Wartapalaindonesia.com, EDUKASI – Artikel ini merupakan isi bab ketiga dari buku “Cara Menjadi Relawan Garis Depan di Lokasi Gempa”. Bab tiga berjudul Kegiatan Kemanusiaan di Desa Focus Area. Berisi 14 artikel (nomor 14 hingga 28).
Buku ini ditulis oleh Ahyar Stone. (Pemimpin Redaksi Wartapala. Anggota Dewan Pengarah SARMMI). Terbit pertama Januari 2024. Penerbit Jasmine Solo, Jawa Tengah. Buku ini diterbitkan atas kerja sama Universitas Muhammadiyah Surakarta (UMS), Wartapala, SARMMI. Selamat membaca. (Redaksi).
a. Tujuan Mendirikan Masjid Darurat
Kategori kerusakan masjid di lokasi gempa, sama dengan kategori kerusakan rumah warga. Ada yang rusak ringan, sedang dan berat.

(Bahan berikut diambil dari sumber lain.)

PR #257, opened 2023-01-23
Fix: Render dates correctly

twilkhoo:
## Notion ticket link

[[Registrant Experience] Dates to select session are incorrect](https://www.notion.so/uwblueprintexecs/Registrant-Experience-Dates-to-select-session-are-incorrect-ee341f9de21d421eb8be0bc903ea4843)

## Implementation description
* This ticket accounts for all problems in rendering dates
* The biggest issue that I encountered in a lot of places is that we do not sort the dates. The dates in the order which they appear in an object are not sorted, so simply taking the first and last elements in the dates array is not sufficient, that's why we display strange date strings (shown below).

## Steps to test
1. Navigate around the entire site (literally everything) and ensure all dates make sense- they should comply with the actual info of the camp object, and the order should also be correct. Let me know if I missed anything. Here are the 5 places where I made changes:

**Before:**
image
image
image
image
image

**After:**
image
image
image
image
image

* Correctness, and also make sure I covered every case of incorrect date strings.

## Checklist

### DIFF
--- a/frontend/src/components/pages/CampsList/CampsTable.tsx
+++ b/frontend/src/components/pages/CampsList/CampsTable.tsx
@@ -1,5 +1,4 @@
 import React, { Dispatch, SetStateAction } from "react";
-
 import { useHistory } from "react-router-dom";
 import { SearchIcon } from "@chakra-ui/icons";
 import { FaEllipsisV } from "react-icons/fa";
@@ -195,10 +194,7 @@ const CampsTable = ({
                 }}
               >
                 {camp.campSessions.length > 0
-                  ? getFormattedCampDateRange(
-                      camp.campSessions[0].dates,
-                      camp.campSessions[camp.campSessions.length - 1].dates,
-                    )
+                  ? getFormattedCampDateRange(camp.campSessions)
                   : ""}
               </Td>
               <Td
--- a/frontend/src/components/pages/RegistrantExperience/SessionSelection/SessionCard.tsx
+++ b/frontend/src/components/pages/RegistrantExperience/SessionSelection/SessionCard.tsx
@@ -7,7 +7,7 @@ import {
   sessionCardDatesTextStyles,
   sessionCardDetailsTextStyles,
 } from "./SessionSelectionStyles";
-import { getMeridianTime } from "../../../../utils/CampUtils";
+import { getMeridianTime, sortDateStrings } from "../../../../utils/CampUtils";
 
 const WAITLISTED_COLOR = "red.100";
 const AVAILABLE_COLOR = "green.100";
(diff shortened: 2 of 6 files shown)


frontend/src/components/pages/CampsList/CampsTable.tsx
```diff
@@ -195,10 +194,7 @@ const CampsTable = ({
                 }}
               >
                 {camp.campSessions.length > 0
-                  ? getFormattedCampDateRange(
-                      camp.campSessions[0].dates,
-                      camp.campSessions[camp.campSessions.length - 1].dates,
-                    )
+                  ? getFormattedCampDateRange(camp.campSessions)
```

Kalau di desa focus area muncul rencana mendirikan masjid darurat, maka masjid darurat diprioritaskan bagi masjid atau mushola di desa focus area yang rusak berat. Masjid yang rusak berat, pasti tak bisa dipakai warga beribadah.
Tujuan mendirikan masjid darurat adalah memulihkan kegiatan ibadah di desa focus area. Terkait tujuan inilah, maka masjid darurat diprioritaskan untuk masjid rusak berat. Agar kegiatan ibadah di sana pulih.
Untuk masjid kategori rusak ringan, tak perlu dibuatkan masjid darurat. Masjid rusak ringan masih bisa dipakai warga untuk beribadah. Hanya saja warga takut masuk masjid. Warga masih khawatir berada di ruangan tertutup.
Demikian halnya dengan masjid rusak sedang, tak perlu dibuatkan masjid darurat.
Tetapi kalau warga minta dibuatkan masjid darurat, relawan garis depan sebaiknya memenuhi permintaan ini. Warga mungkin perlu waktu untuk merenovasi masjid di desanya yang rusak sedang. Untuk sementara waktu, warga dapat beribadah di masjid darurat.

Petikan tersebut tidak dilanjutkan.